# Rose Psycho Path 2 oder Scott Scale 730??



## VasPin (25. April 2015)

Ich bin neu hier und brauch eure Hilfe/Meinung

Will mir ein Hardtail kaufen und nach langer Suche bin ich an oben stehenden 2 Hardtails hängen geblieben. 
Ich kann mich nun nicht entscheiden und deswegen die Frage an euch: wer kennt sich eventuell mit einem der beiden MTB's aus, ist vielleicht schon mit einem der beiden oder vielleicht sogar schon mit beiden gefahren usw...was würdet ihr empfehlen. 
Danke schon mal im voraus 

Gruß 



Viva Portugal


----------



## boarderking (25. April 2015)

.


----------



## MTB-News.de




----------



## Fraish (27. April 2015)

Hey, ich fahre den kleinen Bruder vom Psycho Path, der/die/das Count Solo.
Ich kann da nicht viel meckern. Zu meckern gibt es sicherlich was, mir fehlen aber die Erfahrungen auf anderen Bikes.

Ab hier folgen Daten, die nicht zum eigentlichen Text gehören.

PR #779, opened 2017-03-27
Makefile: Ensure noexecstack and relro are enabled

sboeuf:
As we want to increase the security of the project, we want to make sure we have both noexecstack and relro flags enabled. By default on several distributions, gcc will enable those flags, but we don't want to end up with a case where those flags are not enabled.

About the details of these flags, noexecstack protects the stack from being executed, while relro protects against data relocation.

### DIFF
--- a/Makefile.am
+++ b/Makefile.am
@@ -140,7 +140,7 @@ AM_CFLAGS = -std=gnu99 -fstack-protector -Wall -pedantic \
 	-Wconversion -Wunreachable-code \
 	-fPIE
 
-AM_LDFLAGS = -pie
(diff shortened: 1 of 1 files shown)


chavafg:
qa-passed

grahamwhaley:
@sboeuf I see you also added 'now'. Can you add a comment about that to the commit message as well please? Other than that,
lgtm

chavafg:
qa-passed

sboeuf:
@amshinde @dlespiau could you lgtm this one if you agree with ?

amshinde:
lgtm

Issue #152, opened 2016-08-22
networkstatic/iperf3 containers fails to run with cors


mcastelino:
If you try to run iperf3 with runc as the runtime it works. 
However if the same container is run with cor as a runtime it will fail with the error

`iperf3: error - unable to create a new stream: No such file or directory`

This may have something to do with the setup of /tmp or an environment variable in cor.

jodh-intel:
This is looking like a 9p bug. I created a test program (attached) that makes the following calls (similar to what `iperf_new_stream()` in iperf3 is doing. The program works fine in a normal environment, but fails in a CC on the call to `ftruncate()`. Here's some sample strace output:

```
execve("./test_iperf3-manohar", ["./test_iperf3-manohar"], [/* 9 vars */]) = 0
uname({sysname="Linux", nodename="7e55c4113e73", ...}) = 0
brk(NULL)                               = 0x186b000
brk(0x186c1c0)                          = 0x186c1c0
arch_prctl(ARCH_SET_FS, 0x186b880)      = 0
readlink("/proc/self/exe", "/shared/test_iperf3-manohar", 4096) = 27
brk(0x188d1c0)                          = 0x188d1c0
brk(0x188e000)                          = 0x188e000
fstat(1, {st_mode=S_IFREG|0644, st_size=468, ...}) = 0
gettimeofday({1471958259, 200678}, NULL) = 0
getpid()                                = 360
open("/tmp/foo.O2LCdw", O_RDWR|O_CREAT|O_EXCL, 0600) = 3
unlink("/tmp/foo.O2LCdw")               = 0
ftruncate(3, 0)                       
[test_iperf3-manohar.c.txt](https://github.com/01org/cc-oci-runtime/files/432478/test_iperf3-manohar.c.txt)
  = -1 ENOENT (No such file or directory)
write(2, "ERROR: ftruncate(fd=3, 0) failed"..., 42ERROR: ftruncate(fd=3, 0) failed: errno=2
) = 42
write(1, "DEBUG: template='/tmp/foo.XXXXXX"..., 115DEBUG: template='/tmp/foo.XXXXXX'
SUCCESS: mkstemp(/tmp/foo.O2LCdw) worked
SUCCESS: unlink(/tmp/foo.O2LCdw) worked
) = 115
exit_group(1)                           = ?
+++ exited with 1 +++
```

A workaround is to run the following in the container before starting the app:

```
# mount -t ramfs -o size=20M ramfs /tmp
```

[...]

PR #781, opened 2017-03-29
Metrics: Network Measurement using Iperf

GabyCT:
This script will measure network bandwidth, jitter, network bandwidth
for multiple TCP connections, UDP network bandwidth and bi-directional
network bandwidth using iperf in a local setup (1 client - 1 server in
the same hardware).

### DIFF
--- a/tests/metrics/network/network-metrics.sh
+++ b/tests/metrics/network/network-metrics.sh
@@ -1,0 +1,108 @@
+#!/bin/bash
+
+#  This file is part of cc-oci-runtime.
+#
+#  Copyright (C) 2017 Intel Corporation
+#
+#  This program is free software; you can redistribute it and/or
+#  modify it under the terms of the GNU General Public License
+#  as published by the Free Software Foundation; either version 2
+#  of the License, or (at your option) any later version.
+#
+#  This program is distributed in the hope that it will be useful,
+#  but WITHOUT ANY WARRANTY; without even the implied warranty of
+#  MERCHANTABILITY or FITNESS FOR A PARTICULAR PURPOSE.  See the
+#  GNU General Public License for more details.
+#
+#  You should have received a copy of the GNU General Public License
+#  along with this program; if not, write to the Free Software
+#  Foundation, Inc., 51 Franklin Street, Fifth Floor, Boston, MA  02110-1301, USA.
+
+SCRIPT_PATH=$(dirname "$(readlink -f "$0")")
+
+source "${SCRIPT_PATH}/../../lib/test-common.bash"
+
+# Port number where the server will run
+port=5001:5001
+# Image name
+image=gabyct/network
+# Measurement time (seconds)
+time=5
+
+function setup {
+        runtime_docker
+        kill_processes_before_start
+}
+
+# This script will perform all the measurements using a local setup
+
+function bandwidth {
+        setup
+        bandwidth_result=$(mktemp)
+        $DOCKER_EXE run -d --name=iperf-server ${image} bash -c "iperf -p ${port} -s" > /dev/null && \
+	server_address=`$DOCKER_EXE inspect --format "{{.NetworkSettings.IPAddress}}" $($DOCKER_EXE ps -ql)` && \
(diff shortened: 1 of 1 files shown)


chavafg:
qa-passed

grahamwhaley:
Looking pretty good to me. A couple of notes:
- we are using an image from a user on the docker hub, which is probably fine for now, but we should be aware that maybe that will go away one day, and we should have our own image setup
- that image is using iperf2 I think. I wonder if iperf3 is actually better - @mcastelino any thoughts on that?
- I ran the test locally and the UDP test bandwidth is 3000x less than the TCP (1mbit vs 3gbit) - is that expected, do you see that locally as well etc. Just feels like a big gap, so would be good if we verified that is the expected result.

otherwise,
lgtm

GabyCT:
@grahamwhaley the main reason why we are using iperf2 is because iperf3 is not working with cc-oci-runtime (issue #152). On the other hand, I saw the same behaviour in UDP (locally).

egernst:
I see same delta in performance when I run TCP v UDP locally as well.  I expect this is a result of packet sizes being used in tcp (1500) vs in UDP (not sure what's used, but guessing much smaller, individual packets).  Perhaps Manohar can comment here.  Also depends if we are getting packet drops, etc.

mcastelino:
@GabyCT @grahamwhaley We should use our own image.
iperf2 has one feature that is missing in iperf3 which is the reason I still want this to be used for that one test case. So we need both iperf3 and 2.

> Bi-directional simultaneous (test the speed both ways at the same time)
> Use the -d switch to test in the network bandwidth in both directions. This will perform two tests; one from local host to remote host, and another from the remote host to the local host

We use/should test this. 

iperf3 is better at UDP testing as iperf2 does not reliably support testing UDP beyond 2Gbps

> Note that iperf 2.x results are inconsistent for UDP above 2Gbps. We recommend using nuttcp or iperf3 for high-speed UDP testing.


@GabyCT can you use iperf UDP test itself to measure jitter vs ping as this allows for better control

> The UDP tests with the -u argument 

@egernst @GabyCT 

If we really want to measure UDP bandwidth then you need to scale it up till we see loss with iperf3.
But that will require that this script be modified to perform a scaled search.

Better yes let us switch to 

> nuttcp 

for UDB bandwidth testing

GabyCT:
@mcastelino, I did the implementation in this script for iperf2 and create an image in docker hub. Currently, this script measures bi-directional (local-remote) and (remote-local), also it is measuring jitter using -u option, bandwidth and multiple tcp connections. @mcastelino, @grahamwhaley, @egernst, I will create another PR for the implementation of iperf3 and the use of nuttcp.

egernst:
Sounds good to me. Thanks!

chavafg:
qa-passed

chavafg:
qa-passed

grahamwhaley:
Just a check then - are we waiting for changes to this PR, or are we going to merge this one and then add improvements on top? @GabyCT @egernst

GabyCT:
@grahamwhaley improvements and new tests will be on top

grahamwhaley:
OK, then given the 'promise' we will do updates (maybe you could open an Issue for that @GabyCT ?),
lgtm

GabyCT:
@grahamwhaley done :) #791

amshinde:
lgtm

grahamwhaley:
Hi @mcastelino @GabyCT - (comment on old thread, which may lead us to open a new issue...) - now we have iperf3 and nuttcp tests in place, I get the feeling that all but one of the iperf2 tests/measures are probably now redundant and outdated? If so, can we state which iperf2 test is the one we need to keep, and then rework the iperf2 script to remove (or disable by default) all the tests we don't need any more?
It is quite confusing having multiple tests that report say jitter or UDP bandwidth *if* they are duplications (that is, unless they add something unique - in which case I think we need to document that much more clearly).

mcastelino:
@grahamwhaley @GabyCT The only iperf2 test we need to retain is the directional test where both ends act as server and client. All remaining tests should be run just with iperf3. There is no value running them with iperf2.

Bidirectional testing (-d / -r)

GabyCT:
@mcastelino and @grahamwhaley so I will submit a PR where I will remove the other tests and only retain the bidirectional test

jodh-intel:
Related: #848.

Issue #760, opened 2017-03-21
Telemetry crash related to cc_run_hook()


sboeuf:
Telemetry crash 774.
Something wrong happened after the runtime forked to do a re-exec of the OCI hook provided.

sboeuf:
@devimc I have assigned this to you as you're driving cc-oci-runtime. Feel free to assign it to someone else who could take some time to investigate this.
@dlespiau any ideas what could be the reason for such kind of failure ?

jodh-intel:
@sboeuf - Are there any associated logs to help with debugging here (docker, bats, runtime, etc)?

I'm only seeing a summary of the backtrace, which only seems tho show that a crash occurred in `cc_run_hook()`, but not exactly where nor what the inputs were.

sboeuf:
@jodh-intel I agree this is really complicated to understand the root cause. I have asked about test setup or extra logs we could use to help us, but apparently there is no such thing. Telemetry seems to report only crashes but we cannot know what was the reason for this...

icarus-sparry:
The only obvious call to abort() in the path including cc_run_hooks() is the one in cc_run_hook() (Presumably inlined as it is static and only has one call site).  This will be called if the system fails to execvpe the program given by hook->path.

(Failures to execvpe are usually caused by the program not being on the PATH, but can be due to missing resources. symbolic link loops, I/O errors and so on)

The code does do a call to g_critical to log an error message in the child process. 

I think it would make more sense to just call exit() with the value of errno rather than abort(). The parent already has code to handle the process failing. The core does draw attention to the issue, which is good.

amshinde:
There are a few crashes originating from my machine in the telemetry logs. I had changed my telemetry machine-id to a recognizable name a few days back to track any crashes. Comparing the pids in the telemetry logs to the cc-oci-runtime logs, I can say that the issue was with exec-ing the hooks, specifically :
"failed to exec hook /usr/bin/dockerd (deleted): No such file or directory"

This was caused due to missing files during the the container bundle split (containers-basic and containers-virt), causing certain files to not be deleted.

I do agree with @icarus-sparry, it would make sense to exit() with errno rather than calling abort() here.

sboeuf:
@sameo @jodh-intel @dlespiau @grahamwhaley What do you think about that ? We can simply get rid of every abort() in the code and replace them with exit(errno) ?

jodh-intel:
[...]

PR #784, opened 2017-03-29
hooks: If the exec call for a hook fails, exit with failure.

amshinde:
If the execvpe call for invoking hook fails, we log the failure.
We should exit cleanly with non-zero exit status here, instead of
calling abort here which causes a core dump.

### DIFF
--- a/src/process.c
+++ b/src/process.c
@@ -282,6 +282,7 @@ cc_run_hook(struct oci_cfg_hook* hook, const gchar* state,
 	char c = 0;
 	int status = 1;
 	char **args = NULL;
+	int saved_errno = 0;
 
 	if (! hook) {
 		return false;
@@ -319,11 +320,13 @@ cc_run_hook(struct oci_cfg_hook* hook, const gchar* state,
 
 		/* waiting for parent setup */
 		if (read (pipe_parent_error[0], &c, sizeof(c)) > 0) {
+			saved_errno = errno;
 			g_critical ("parent setup failed");
 			goto fail_child;
 		}
 
 		if (dup2 (stdin_pipe[0], STDIN_FILENO) < 0) {
+			saved_errno = errno;
 			g_critical ("failed to dup hook stdin");
 			goto fail_child;
 		}
@@ -335,6 +338,7 @@ cc_run_hook(struct oci_cfg_hook* hook, const gchar* state,
 		}
 
 		if (execvpe (hook->path, args, hook->env) < 0) {
+			saved_errno = errno;
 			g_critical ("failed to exec hook %s: %s",
 					hook->path, strerror (errno));
 		}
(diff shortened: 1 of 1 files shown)


chavafg:
qa-failed

chavafg:
there was an unusal failure:	
```
not ok 6 quick ping among replicas on their overlay ip 
# (from function `setup' in test file swarm.bats, line 53) 
# `$DOCKER_EXE swarm init ${swarm_interface_arg}' failed 
# Error response from daemon: This node is not a swarm manager. Use "docker swarm init" or "docker swarm join" to connect this node to swarm and try again. 
# Error response from daemon: error updating cluster settings: rpc error: code = 2 desc = update out of sequence 
# Error response from daemon: service testswarm not found 
# ID HOSTNAME STATUS AVAILABILITY MANAGER STATUS 
# 66p90amjh8m5u7w8pllihjex0 * ubuntu-cc-ci Ready Active Leader 
# Node left the swarm. 
# Error response from daemon: This node is not a swarm manager. Use "docker swarm init" or "docker swarm join" to connect this node to swarm and try again.
```
Retesting...

chavafg:
qa-passed

grahamwhaley:
@amshinde would this be for fixing #760 ?  If so, pulling in @icarus-sparry for comment/review as well.
just FMI, does the OCI spec have anything to say on how to handle 'missing hooks' at all?

src/process.c
```diff
@@ -347,7 +347,7 @@ cc_run_hook(struct oci_cfg_hook* hook, const gchar* state,
 		close_if_set (stdin_pipe[0]);
 		close_if_set (pipe_child_error[1]);
 		close_if_set (pipe_parent_error[0]);
-		abort();
+		exit(EXIT_FAILURE);
```
icarus-sparry: I would prefer to call exit() with the reason so there is more discrimination on why the hook failed, rather than just "it failed". Of course errno can be altered by things like the close_if_set() calls, so really need to create a new variable and assign it in all the failure paths to capture the first failure.

So for example put an assignment before line 338 - the call to g_critical.

The idea is sound - just give a little more info.

amshinde: @icarus-sparry you mean something like exit(saved_errno) ?

icarus-sparry: yes, exactly exit(saved_errno).

amshinde: @icarus-sparry I have pushed an updated commit. Please have a look.

chavafg:
qa-passed

devimc:
lgtm

grahamwhaley:
Heh, just fyi for @icarus-sparry - your LGTM appreciated :-) - we use 'pullapprove' to verify some of our required checks/info, including requiring acks from at least two folks from the formal 'list of reviewers', not including the author of the PR :-)

dlespiau:
lgtm

jodh-intel:
Hi @icarus-sparry - further to @grahamwhaley's comments, you can find further details on the wiki here: https://github.com/01org/cc-oci-runtime/wiki/Release-Process#pr-reviews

Du darfst nicht vergessen, dass die meisten Kompenenten nicht von den Herstellen selber sind. 
Schaltung, Bremsen ect sind je nach Ausstattung gleich.
In der Preislage sind die auch alle gut. Die Frage ist, ob du damit klarkommst.
Dies kannst du nur selber testen.


----------



## VasPin (27. April 2015)

Fraish schrieb:


> Hey, ich fahre den kleinen Bruder vom Psycho Path, der/die/das Count Solo.
> Ich kann da nicht viel meckern. Zu meckern gibt es sicherlich was, mir fehlen aber die Erfahrungen auf anderen Bikes.
> 
> Du darfst nicht vergessen, dass die meisten Kompenenten nicht von den Herstellen selber sind.
> ...





Danke für die Antwort. Ja da hast du recht, muss ich selber testen. Ich hab mir trotzdem den Psychopathen bestellt - denke das ich mit den Komponenten da besser dran bin wie beim Scotti. 
Naja, wir werden sehen. Vielleicht schreib ich hier dann wie das Ding so läuft . Ist ja noch nicht so oft vertreten hier, wahrscheinlich weils kein 29er/Fully ist   )

Gruss


----------